Why was Shujaat Bukhari killed? More whispers than pointers
There is predictable confusion about who may have killed him together with his two security guards.
Shujaat Bukhari was among the most informed and least exultant Kashmiri journalists I have met. He let his incorrigible smile and straight reporting do the talking. He was shot dead on Thursday evening outside the Srinagar office of the Rising Kashmir newspaper, of which he was editor.
There is predictable confusion about who may have killed him together with his two security guards. As is known to happen in the tense and fractious city that Srinagar has become, there will be more whispers than clear pointers to the crime.
There was a time not too long ago when journalists from Delhi would visit Srinagar and put their arms around their brave and courageous Kashmiri colleagues. The last four years have seen an equaliser of sorts. The shooting of Gauri Lankesh by suspected Hindutva killers underscored an atmosphere of terror and insecurity that the more upright Indian journalists in particular have been feeling quite palpably.
The once invincible Barkha Dutt has been speaking of efforts to silence her by stopping TV entrepreneurs from hiring her. In a way, the best journalists are now working on news portals because their supposedly mainstream newspapers and TV channels will not be allowed to hire them.
Teesta Setalvad and her husband Javed Anand, who exposed perhaps the worst crimes of the Gujarat pogroms, are facing legal cases and jail threats. Rana Ayyub, a courageous young woman, very reluctantly shares the mental torture she suffers from unspeakable palpable threats for her work in exposing the high and mighty in the field of communal violence. Anchor Ravish Kumar has worries about his family, but refuses to stand down as perhaps the boldest anchor in India today.

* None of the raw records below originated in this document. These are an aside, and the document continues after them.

PR #2108, opened 2022-08-26
[MAINT] Latest gofmt

rafaeldtinoco:
This is a maintenance PR.


rafaeldtinoco:
We can't do this change yet: looks like gofmt from golang 1.19 has new rules that will cause some problems if we mix using old and newer formatters.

What is happening with the Pakistani media is so identical that it is tempting to believe that tormentors on both sides perhaps exchange notes. All these fine journalists standing their ground on both sides are people who can be considered the most self-assured holders of free opinions and sharers of information and knowledge. But, like Shujaat Bukhari and Gauri Lankesh, they are all extremely vulnerable to galloping intolerance.
The main players in the troubled strife-torn Kashmir Valley are India and Pakistan. Both have vehemently condemned Bukhari’s murder. Which reminds me of some of the better-known mysteries of our times. There was a film called No One Killed Jessica about a lovely girl who was shot dead at a party in Delhi. It was probably based on the storyline from Ayodhya: “no one demolished the Babri mosque”! The Pakistani equivalent would be: “no one killed Benazir Bhutto”.
Two or three images come to my mind as it scans the canvas of memories and possibilities for clues. The murder took place on the day the UN Human Rights commission brought out its first-ever report on the abuses in Kashmir on both sides of the border. The murder thus became the story rather than the damning rights report, which incidentally was strongly rejected by India.
There are factors that point to one direction and then to the other. Bukhari’s brother is a minister in the Mehbooba Mufti government of which the BJP is an ally. This fact can create one kind of narrative.
But Bukhari’s newspaper was highlighting reports that pointed to an opposite reality. Take the story of the rape and murder of an eight-year-old tribal Muslim girl in Jammu in January this year. Right-wing Hindus have actively rallied in support of the accused. A report in Bukhari’s paper on April 4 nailed the lie that she was killed by someone in a land feud.
“Strands of hair found in a temple where eight-year-old Asifa Bano was held captive before being strangulated after rape have matched with the victim’s (Asifa) hair on DNA analysis,” Rising Kashmir reported in the first week of April. “Official sources said that the crime branch, probing the rape-and-murder, had found hair strands from Devistan temple in Hiranagar after one of the accused revealed during interrogation that Asifa was held captive inside the temple. The crime site was searched and the hair strands were found and sent to forensic laboratory (FSL) New Delhi. The report confirmed that they were that of Asifa, the sources said.”
Whose side was Bukhari on, according to his report? Let’s also read a report Bukhari wrote on May 25. Veteran journalist and peace activist Om Thanvi shared it as the last one from the Kashmiri journalist in his email account. The report raises the prospect of the stalled Saarc summit being revived in Islamabad with India’s participation. Everyone knows who would oppose the move. Bukhari began the report by critiquing PM Narendra Modi for not addressing the Kashmir issue politically during his May 20 visit to Srinagar.
“He is preparing the ground to see that the Saarc summit takes place and instead of rhetoric, he might prefer ‘peace’ to be sold to the electorate. Relations with Nepal and Maldives are also indicating towards this thread. In order to get Pakistan on board for a successful Saarc, it is imperative to cool down tempers in and on Kashmir. In this backdrop next few months will be interesting to watch.”
Sadly, Shujaat Bukhari will not be around with his notebook to jot down his astute reading of a complex and forbidding reality.